*Task to carry out*. Pull out every line below that holds the word "append".

*Provided material*.
----
PR #52, opened 2015-01-22
Chain append/prepend

weppos:
This PR introduces `Chain#append` and `Chain#prepend` as discussed in lotus/controller#76.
----
*Task answer*.
Chain append/prepend
This PR introduces `Chain#append` and `Chain#prepend` as discussed in lotus/controller#76.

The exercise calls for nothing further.